In September 1997, the diplomatic stalemate appeared to be broken through the efforts of UN Special Envoy and former U.S. Secretary of State James Baker that appeared to have worked out the registration process obstacles, which included some further concessions to the Moroccans. This was endorsed in UN Security Council Resolution 1133. Still fearing it would lose, however, Morocco has refused to implement this agreement as well.

With the diplomatic umbrella of France and the United States protecting the monarchy from its international obligations, it now appears that Baker will soon be recommending that the UN drop the idea for a plebiscite and replace it with a settlement providing Western Sahara with limited autonomy for an interim period while recognizing its annexation to Morocco.

The Western Saharan government-in-exile has rightly dismissed this proposal as a fundamental violation of right of Sahrawi self-determination, the UN charter, and basic principles of international law. Indeed, it has threatened to go to war, possibly with the support of Algeria, rather than have Morocco’s conquest stand uncontested. The SADR has been recognized by more than 75 countries and is a full member state of the Organization of African Unity. There is likely to be strong resistance against a Western-led effort to legitimize what most African states see as an act of colonialism.

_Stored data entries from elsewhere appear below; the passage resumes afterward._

PR #943, opened 2024-10-30
Psr 1468 - Disposal journey CYA & Change details page, maximum 50 disposal condition and inset text

Arei1997:


westwater (approved):

app/controllers/nonsipp/sharesdisposal/SharesDisposalCYAController.scala
```diff
@@ -81,148 +82,159 @@ class SharesDisposalCYAController @Inject()(
...
-            viewOnlyUpdated = false, // flag is not displayed on this tier
-            optYear = request.year,
-            optCurrentVersion = request.currentVersion,
-            optPreviousVersion = request.previousVersion,
-            compilationOrSubmissionDate = request.userAnswers.get(CompilationOrSubmissionDatePage(srn))
+        disposalAmount = updatedUserAnswers
+          .map(SharesDisposalProgress.all(srn, shareIndex))
+          .count { case (_, progress) => progress.completed }
+
+        _ <- saveService.save(updatedUserAnswers).liftF
```
kberec, line 195: @Arei1997 @westwater @Vamshi-Muniganti Looks that this save broke the change share disposals functionality by clearing out `SharesDisposalCYAPointOfEntry` value.
Do you by any chance remember why did you need to save again all this data at this point on onPageLoadCommon?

Should Baker’s proposal be accepted, it could not only provoke a regional war but would also set a dangerous precedent of rewarding the conquest of territory by force and likely embolden potential aggressors around the world. As with the analogous case of East Timor, it may take a mass mobilization by human rights activists around the world to force the major powers to allow the UN to enforce its obligations and allow an oppressed people their right to self-determination.